- WORK REQUIRED
For each line below that includes the word "shown", make a copy.

EXTRACTED DATA section start

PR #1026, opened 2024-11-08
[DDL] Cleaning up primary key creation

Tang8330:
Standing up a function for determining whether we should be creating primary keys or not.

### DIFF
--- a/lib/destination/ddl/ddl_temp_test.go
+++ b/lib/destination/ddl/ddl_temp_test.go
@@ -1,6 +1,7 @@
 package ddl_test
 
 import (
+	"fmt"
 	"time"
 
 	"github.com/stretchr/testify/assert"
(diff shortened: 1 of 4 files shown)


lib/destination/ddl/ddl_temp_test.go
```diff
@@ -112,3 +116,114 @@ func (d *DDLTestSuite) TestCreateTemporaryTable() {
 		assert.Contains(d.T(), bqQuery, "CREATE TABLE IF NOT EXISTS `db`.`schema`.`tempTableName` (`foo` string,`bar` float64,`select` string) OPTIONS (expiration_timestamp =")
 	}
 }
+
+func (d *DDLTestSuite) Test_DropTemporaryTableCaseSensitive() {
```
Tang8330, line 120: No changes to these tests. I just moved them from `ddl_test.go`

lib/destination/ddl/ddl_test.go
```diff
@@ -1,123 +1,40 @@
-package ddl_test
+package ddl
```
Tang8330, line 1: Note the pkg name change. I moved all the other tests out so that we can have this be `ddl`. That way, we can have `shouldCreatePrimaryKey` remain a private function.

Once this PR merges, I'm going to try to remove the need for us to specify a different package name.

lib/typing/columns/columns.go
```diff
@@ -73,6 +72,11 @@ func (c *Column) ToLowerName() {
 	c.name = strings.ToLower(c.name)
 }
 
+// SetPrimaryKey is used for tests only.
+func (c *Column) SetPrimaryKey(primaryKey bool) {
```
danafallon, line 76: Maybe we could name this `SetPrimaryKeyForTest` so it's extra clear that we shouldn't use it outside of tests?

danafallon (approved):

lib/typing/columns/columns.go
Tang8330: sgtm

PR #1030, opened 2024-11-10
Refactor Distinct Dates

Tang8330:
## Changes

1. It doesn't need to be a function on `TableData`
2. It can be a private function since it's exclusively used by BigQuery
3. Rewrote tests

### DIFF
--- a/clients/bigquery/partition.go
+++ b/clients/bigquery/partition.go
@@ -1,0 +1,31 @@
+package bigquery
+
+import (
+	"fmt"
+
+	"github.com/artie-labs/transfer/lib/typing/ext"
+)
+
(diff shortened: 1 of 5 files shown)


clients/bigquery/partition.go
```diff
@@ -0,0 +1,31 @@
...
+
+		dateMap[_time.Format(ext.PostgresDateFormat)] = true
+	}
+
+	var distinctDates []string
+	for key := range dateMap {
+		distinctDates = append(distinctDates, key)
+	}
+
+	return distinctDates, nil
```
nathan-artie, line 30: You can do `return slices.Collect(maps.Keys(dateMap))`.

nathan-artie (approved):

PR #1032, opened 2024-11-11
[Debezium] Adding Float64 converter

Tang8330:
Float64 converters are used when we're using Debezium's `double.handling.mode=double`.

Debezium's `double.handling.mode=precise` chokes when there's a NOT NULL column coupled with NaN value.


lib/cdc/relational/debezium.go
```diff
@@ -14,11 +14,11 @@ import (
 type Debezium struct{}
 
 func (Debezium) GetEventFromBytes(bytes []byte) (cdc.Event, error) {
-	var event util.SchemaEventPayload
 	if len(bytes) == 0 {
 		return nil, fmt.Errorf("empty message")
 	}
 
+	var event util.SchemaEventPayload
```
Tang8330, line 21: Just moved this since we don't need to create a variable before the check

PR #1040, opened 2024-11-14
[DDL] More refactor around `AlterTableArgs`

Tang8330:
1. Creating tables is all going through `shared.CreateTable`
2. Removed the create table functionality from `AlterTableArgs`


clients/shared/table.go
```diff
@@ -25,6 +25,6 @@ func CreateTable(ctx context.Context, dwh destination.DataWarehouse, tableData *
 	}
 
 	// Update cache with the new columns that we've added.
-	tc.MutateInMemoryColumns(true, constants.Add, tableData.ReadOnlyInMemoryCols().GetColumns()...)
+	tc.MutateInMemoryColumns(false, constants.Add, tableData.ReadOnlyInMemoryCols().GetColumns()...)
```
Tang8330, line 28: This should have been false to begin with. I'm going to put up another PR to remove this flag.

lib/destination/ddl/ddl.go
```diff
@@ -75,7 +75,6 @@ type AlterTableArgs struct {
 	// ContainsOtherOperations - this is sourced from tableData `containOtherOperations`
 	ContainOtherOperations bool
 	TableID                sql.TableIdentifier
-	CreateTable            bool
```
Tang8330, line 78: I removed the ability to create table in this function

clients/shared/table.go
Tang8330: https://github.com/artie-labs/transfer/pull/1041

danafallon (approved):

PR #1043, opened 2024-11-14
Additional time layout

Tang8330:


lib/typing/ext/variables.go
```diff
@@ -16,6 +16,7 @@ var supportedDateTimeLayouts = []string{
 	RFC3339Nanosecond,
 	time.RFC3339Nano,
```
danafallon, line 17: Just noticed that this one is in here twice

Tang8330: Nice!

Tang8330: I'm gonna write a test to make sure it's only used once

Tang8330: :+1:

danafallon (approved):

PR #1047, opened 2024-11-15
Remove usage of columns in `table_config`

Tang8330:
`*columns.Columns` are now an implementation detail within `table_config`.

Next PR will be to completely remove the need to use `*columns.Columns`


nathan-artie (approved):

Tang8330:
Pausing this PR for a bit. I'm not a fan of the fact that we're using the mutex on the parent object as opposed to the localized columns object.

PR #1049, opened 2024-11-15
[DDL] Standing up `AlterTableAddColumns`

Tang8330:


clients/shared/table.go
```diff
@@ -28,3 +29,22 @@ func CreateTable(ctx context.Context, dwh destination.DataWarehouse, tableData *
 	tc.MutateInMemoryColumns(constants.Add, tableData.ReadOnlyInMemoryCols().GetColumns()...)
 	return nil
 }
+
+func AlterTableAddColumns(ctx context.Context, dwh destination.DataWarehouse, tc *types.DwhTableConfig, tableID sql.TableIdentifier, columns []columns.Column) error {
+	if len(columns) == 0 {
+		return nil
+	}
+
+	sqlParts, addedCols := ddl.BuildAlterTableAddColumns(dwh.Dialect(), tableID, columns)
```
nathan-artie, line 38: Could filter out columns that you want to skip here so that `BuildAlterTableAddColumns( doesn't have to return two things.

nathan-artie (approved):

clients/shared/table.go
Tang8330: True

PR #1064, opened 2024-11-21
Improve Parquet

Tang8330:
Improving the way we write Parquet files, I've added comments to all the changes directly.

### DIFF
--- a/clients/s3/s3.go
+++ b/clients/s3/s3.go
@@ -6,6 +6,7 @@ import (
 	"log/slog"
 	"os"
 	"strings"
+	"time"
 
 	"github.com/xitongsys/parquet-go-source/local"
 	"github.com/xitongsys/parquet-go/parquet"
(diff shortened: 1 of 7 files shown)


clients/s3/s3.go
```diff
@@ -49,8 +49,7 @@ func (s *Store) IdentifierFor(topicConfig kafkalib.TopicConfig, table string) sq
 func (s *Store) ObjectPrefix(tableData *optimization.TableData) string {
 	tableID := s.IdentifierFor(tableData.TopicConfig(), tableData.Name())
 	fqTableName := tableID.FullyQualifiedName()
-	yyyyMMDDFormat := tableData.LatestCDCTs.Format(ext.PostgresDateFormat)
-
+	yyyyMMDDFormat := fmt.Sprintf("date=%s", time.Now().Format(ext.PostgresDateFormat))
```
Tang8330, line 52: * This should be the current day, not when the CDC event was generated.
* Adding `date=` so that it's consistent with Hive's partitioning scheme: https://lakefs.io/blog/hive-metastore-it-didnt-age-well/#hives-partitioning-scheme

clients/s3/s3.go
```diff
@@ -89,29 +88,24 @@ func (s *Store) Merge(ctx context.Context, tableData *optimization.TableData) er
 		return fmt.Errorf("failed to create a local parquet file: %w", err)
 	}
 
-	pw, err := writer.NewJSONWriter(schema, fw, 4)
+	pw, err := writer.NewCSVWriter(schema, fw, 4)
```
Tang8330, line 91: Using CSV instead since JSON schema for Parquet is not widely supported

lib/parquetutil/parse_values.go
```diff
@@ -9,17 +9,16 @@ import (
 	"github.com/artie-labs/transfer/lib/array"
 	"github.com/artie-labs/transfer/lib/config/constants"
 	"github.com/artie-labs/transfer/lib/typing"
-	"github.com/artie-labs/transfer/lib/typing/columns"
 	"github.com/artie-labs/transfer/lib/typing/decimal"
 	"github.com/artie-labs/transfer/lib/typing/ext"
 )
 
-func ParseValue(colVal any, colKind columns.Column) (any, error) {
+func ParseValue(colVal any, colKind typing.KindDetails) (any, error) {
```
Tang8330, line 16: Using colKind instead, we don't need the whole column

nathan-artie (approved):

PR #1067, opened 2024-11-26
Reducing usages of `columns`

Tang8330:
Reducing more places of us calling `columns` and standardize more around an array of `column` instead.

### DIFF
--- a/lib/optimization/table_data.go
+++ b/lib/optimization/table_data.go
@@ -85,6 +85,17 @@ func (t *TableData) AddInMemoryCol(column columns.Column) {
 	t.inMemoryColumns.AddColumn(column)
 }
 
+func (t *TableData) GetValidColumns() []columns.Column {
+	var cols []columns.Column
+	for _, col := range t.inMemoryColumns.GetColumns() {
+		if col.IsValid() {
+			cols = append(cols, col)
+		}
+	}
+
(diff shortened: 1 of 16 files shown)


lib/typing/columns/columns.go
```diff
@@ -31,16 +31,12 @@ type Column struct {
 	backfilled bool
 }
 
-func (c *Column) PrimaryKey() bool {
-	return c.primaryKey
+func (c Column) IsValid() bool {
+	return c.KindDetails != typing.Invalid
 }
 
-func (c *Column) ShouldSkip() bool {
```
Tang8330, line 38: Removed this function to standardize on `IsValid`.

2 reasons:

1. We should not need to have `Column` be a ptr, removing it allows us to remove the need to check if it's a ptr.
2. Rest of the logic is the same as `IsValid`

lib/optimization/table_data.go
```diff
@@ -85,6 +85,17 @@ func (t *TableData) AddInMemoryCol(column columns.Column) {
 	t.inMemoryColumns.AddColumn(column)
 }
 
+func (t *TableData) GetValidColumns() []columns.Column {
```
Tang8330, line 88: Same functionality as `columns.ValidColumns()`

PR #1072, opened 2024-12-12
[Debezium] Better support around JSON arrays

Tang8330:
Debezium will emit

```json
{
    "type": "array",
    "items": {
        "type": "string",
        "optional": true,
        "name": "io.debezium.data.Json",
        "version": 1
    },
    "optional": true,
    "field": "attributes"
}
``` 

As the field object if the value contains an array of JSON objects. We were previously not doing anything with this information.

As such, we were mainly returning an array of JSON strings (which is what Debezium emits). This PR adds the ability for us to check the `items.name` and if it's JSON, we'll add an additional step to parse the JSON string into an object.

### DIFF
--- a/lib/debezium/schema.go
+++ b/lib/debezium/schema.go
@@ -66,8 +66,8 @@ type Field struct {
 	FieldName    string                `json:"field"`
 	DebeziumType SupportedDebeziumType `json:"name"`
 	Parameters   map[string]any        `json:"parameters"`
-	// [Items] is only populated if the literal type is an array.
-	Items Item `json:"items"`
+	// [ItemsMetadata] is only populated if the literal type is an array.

EXTRACTED DATA section end

- SOLUTION TO THE PROBLEM
(diff shortened: 1 of 4 files shown)
(diff shortened: 1 of 5 files shown)
(diff shortened: 1 of 7 files shown)
(diff shortened: 1 of 16 files shown)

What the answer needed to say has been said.